* _Activity_
Beneath this instruction is a block of data; output from it exactly the lines that run from the one containing "PR #142, opened 2016-03-18" through the one containing "from the SCT, it", inclusive.

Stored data
((

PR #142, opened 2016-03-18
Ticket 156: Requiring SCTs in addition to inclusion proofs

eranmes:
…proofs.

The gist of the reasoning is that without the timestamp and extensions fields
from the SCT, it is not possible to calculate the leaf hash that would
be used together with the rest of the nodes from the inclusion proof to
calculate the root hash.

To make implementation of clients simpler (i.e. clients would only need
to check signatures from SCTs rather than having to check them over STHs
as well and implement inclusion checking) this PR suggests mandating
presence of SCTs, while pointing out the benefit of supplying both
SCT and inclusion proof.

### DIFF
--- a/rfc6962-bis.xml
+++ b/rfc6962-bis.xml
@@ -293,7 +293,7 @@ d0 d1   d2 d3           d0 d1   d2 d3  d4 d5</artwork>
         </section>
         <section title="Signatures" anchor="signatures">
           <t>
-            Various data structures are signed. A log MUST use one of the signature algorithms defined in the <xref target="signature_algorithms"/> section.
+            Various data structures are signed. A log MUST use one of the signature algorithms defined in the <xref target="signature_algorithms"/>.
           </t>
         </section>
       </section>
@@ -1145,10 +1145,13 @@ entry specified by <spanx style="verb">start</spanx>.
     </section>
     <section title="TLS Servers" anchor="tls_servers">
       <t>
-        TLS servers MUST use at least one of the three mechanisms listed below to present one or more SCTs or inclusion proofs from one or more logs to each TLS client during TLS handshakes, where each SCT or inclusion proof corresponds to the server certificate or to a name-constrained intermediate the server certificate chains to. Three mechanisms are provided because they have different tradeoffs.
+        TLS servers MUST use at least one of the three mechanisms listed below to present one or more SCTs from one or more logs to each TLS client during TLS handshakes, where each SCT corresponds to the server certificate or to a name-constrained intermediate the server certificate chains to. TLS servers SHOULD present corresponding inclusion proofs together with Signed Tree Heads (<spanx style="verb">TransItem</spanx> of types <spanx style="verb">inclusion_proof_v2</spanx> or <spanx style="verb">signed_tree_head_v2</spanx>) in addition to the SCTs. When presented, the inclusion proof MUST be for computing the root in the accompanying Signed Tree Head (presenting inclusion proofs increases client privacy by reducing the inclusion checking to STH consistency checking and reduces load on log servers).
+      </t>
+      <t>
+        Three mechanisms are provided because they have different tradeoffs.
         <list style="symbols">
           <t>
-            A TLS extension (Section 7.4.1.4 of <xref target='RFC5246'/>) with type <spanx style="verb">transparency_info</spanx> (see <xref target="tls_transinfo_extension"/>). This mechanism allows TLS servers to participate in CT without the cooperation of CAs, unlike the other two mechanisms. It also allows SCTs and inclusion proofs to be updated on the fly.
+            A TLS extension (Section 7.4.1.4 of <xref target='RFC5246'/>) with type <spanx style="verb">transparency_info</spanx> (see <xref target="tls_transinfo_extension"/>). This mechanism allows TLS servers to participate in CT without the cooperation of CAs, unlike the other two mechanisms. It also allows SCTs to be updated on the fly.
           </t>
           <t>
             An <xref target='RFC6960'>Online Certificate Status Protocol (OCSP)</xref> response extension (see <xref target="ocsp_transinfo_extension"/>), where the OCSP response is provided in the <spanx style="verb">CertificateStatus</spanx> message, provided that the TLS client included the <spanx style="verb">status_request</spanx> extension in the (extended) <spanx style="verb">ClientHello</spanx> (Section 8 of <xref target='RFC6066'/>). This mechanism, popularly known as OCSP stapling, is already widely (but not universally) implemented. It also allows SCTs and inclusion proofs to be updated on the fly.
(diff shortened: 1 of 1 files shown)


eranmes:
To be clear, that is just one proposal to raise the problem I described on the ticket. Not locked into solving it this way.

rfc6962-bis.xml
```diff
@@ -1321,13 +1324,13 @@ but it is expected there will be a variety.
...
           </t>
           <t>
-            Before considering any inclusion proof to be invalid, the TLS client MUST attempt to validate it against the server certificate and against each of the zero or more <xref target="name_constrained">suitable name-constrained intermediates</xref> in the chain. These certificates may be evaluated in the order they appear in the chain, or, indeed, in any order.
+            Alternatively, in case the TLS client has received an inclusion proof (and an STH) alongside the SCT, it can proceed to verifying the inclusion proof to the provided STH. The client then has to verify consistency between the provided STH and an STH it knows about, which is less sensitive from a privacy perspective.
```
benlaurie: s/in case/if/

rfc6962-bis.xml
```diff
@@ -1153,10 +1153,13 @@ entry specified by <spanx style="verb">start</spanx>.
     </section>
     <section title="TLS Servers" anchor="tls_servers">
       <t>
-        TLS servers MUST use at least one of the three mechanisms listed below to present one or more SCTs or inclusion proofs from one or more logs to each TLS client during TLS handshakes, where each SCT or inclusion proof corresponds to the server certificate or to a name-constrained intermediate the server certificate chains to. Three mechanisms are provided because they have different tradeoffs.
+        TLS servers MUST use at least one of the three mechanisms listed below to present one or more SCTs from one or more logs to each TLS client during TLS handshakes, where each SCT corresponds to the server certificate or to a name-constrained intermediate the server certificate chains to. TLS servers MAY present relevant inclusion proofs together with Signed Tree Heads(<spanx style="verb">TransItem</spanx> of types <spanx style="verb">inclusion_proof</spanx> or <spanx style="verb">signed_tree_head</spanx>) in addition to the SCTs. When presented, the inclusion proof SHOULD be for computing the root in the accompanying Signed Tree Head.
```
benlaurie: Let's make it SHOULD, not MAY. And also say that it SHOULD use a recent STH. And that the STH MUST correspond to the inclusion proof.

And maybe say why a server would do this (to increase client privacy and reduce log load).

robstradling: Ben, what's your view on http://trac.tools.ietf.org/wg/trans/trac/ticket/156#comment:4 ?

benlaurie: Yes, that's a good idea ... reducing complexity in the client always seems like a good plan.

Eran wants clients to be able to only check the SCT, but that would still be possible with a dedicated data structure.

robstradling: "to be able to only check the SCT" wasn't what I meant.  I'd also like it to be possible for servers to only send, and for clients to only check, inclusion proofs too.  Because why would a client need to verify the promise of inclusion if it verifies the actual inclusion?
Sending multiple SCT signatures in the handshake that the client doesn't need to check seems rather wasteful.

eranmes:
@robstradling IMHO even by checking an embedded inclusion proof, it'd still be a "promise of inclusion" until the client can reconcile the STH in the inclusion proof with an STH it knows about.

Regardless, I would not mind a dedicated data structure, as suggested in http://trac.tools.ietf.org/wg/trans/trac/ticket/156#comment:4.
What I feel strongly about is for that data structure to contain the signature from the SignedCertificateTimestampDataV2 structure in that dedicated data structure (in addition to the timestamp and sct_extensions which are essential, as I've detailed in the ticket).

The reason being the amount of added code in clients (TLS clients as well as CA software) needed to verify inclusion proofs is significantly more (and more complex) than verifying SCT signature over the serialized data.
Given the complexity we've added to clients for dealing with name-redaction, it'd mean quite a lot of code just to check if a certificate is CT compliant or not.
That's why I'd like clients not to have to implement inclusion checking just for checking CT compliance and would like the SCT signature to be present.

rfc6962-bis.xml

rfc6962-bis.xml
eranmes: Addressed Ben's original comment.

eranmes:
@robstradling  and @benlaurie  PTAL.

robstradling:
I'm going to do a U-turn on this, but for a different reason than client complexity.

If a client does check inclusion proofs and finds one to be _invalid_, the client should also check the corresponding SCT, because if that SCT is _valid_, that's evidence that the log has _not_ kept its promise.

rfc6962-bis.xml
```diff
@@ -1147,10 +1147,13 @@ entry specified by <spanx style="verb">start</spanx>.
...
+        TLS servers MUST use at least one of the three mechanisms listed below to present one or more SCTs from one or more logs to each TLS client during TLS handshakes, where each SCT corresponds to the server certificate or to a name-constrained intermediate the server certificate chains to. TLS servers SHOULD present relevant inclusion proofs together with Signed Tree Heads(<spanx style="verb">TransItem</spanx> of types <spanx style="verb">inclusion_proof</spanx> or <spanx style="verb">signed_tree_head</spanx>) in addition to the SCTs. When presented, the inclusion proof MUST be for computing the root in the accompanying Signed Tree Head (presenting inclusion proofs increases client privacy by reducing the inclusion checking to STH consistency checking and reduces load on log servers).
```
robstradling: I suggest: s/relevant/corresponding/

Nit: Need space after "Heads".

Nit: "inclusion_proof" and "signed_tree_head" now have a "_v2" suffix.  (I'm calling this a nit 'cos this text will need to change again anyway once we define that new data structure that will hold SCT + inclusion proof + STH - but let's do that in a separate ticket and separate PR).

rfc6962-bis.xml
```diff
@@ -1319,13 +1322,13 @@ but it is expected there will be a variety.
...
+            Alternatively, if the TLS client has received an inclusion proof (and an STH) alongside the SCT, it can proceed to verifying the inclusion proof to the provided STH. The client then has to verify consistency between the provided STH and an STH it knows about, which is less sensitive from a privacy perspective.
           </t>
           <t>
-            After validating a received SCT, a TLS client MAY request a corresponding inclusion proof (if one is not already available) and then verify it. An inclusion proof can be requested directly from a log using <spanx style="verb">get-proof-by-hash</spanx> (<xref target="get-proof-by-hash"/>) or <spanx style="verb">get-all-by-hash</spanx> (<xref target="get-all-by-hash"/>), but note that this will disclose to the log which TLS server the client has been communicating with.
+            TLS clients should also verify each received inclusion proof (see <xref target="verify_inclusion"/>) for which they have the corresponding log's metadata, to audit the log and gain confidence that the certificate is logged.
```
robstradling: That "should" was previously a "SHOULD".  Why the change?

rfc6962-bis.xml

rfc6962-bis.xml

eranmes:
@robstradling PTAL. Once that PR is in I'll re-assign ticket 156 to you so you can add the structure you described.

))
((

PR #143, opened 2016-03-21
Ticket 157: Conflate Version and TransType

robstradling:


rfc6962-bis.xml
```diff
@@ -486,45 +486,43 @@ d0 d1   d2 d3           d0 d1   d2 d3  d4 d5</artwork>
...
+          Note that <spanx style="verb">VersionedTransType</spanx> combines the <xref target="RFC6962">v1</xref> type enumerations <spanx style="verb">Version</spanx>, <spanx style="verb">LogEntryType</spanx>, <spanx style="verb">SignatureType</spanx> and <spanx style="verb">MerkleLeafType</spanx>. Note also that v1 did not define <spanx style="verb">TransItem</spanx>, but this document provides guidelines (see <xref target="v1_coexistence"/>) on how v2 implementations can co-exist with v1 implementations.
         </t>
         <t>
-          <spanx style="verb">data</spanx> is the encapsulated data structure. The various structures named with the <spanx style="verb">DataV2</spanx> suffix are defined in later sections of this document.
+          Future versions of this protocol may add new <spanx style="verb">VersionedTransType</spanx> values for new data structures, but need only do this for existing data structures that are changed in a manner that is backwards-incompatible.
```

))
((

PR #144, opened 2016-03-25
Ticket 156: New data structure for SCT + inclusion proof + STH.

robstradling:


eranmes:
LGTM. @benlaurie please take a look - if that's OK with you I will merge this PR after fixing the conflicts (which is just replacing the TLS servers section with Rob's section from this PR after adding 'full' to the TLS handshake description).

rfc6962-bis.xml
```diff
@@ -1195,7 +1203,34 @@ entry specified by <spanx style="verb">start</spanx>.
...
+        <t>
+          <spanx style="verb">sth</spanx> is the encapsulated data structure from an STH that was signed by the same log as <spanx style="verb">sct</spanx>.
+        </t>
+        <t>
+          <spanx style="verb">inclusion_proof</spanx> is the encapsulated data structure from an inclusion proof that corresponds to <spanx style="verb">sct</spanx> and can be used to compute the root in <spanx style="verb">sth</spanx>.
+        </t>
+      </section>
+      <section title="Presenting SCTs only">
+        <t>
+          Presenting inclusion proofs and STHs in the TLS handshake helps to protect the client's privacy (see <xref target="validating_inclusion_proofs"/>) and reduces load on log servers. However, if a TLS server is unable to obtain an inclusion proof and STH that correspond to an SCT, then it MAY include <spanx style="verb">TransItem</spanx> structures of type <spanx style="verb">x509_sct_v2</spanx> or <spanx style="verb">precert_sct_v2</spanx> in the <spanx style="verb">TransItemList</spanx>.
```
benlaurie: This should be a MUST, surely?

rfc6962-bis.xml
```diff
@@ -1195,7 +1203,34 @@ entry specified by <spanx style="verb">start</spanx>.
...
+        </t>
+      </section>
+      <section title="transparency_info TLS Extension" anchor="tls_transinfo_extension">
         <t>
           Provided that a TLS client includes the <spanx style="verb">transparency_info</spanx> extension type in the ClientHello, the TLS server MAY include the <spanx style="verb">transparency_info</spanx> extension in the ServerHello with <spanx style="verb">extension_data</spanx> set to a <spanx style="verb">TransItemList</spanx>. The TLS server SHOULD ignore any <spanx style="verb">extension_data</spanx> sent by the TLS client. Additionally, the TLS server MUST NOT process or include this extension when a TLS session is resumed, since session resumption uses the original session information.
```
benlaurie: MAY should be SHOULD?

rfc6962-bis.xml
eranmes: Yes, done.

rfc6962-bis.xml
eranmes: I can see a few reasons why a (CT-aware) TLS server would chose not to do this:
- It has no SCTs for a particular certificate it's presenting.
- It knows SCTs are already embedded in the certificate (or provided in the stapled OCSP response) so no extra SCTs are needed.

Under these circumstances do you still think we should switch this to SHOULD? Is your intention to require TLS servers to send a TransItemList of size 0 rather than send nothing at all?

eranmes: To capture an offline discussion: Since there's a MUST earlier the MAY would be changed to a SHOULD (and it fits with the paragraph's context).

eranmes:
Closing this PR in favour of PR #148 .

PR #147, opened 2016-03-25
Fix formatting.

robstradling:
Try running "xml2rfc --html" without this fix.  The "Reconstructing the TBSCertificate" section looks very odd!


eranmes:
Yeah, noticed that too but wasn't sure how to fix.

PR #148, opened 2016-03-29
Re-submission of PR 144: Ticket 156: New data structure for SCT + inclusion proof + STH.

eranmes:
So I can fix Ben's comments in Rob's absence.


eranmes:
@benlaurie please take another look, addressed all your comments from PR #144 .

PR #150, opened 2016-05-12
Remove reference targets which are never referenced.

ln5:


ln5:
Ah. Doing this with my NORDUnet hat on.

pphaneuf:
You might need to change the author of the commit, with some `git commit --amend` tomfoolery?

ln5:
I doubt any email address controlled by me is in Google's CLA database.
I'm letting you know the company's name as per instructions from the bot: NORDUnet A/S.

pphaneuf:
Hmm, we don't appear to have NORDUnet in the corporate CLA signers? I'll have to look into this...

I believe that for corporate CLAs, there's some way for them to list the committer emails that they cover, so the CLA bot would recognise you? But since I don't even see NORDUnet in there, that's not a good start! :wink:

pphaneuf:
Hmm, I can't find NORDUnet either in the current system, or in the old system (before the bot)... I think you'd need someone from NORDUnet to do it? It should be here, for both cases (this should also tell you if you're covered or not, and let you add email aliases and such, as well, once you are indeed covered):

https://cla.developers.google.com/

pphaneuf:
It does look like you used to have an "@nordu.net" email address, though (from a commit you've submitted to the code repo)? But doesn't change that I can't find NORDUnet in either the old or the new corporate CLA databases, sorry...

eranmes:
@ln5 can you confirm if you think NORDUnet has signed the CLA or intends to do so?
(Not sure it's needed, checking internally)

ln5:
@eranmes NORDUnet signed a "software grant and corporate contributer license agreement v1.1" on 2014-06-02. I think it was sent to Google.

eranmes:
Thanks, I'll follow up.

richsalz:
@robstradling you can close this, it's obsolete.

))

* _Response_
PR #142, opened 2016-03-18
Ticket 156: Requiring SCTs in addition to inclusion proofs

eranmes:
…proofs.

The gist of the reasoning is that without the timestamp and extensions fields
from the SCT, it is not possible to calculate the leaf hash that would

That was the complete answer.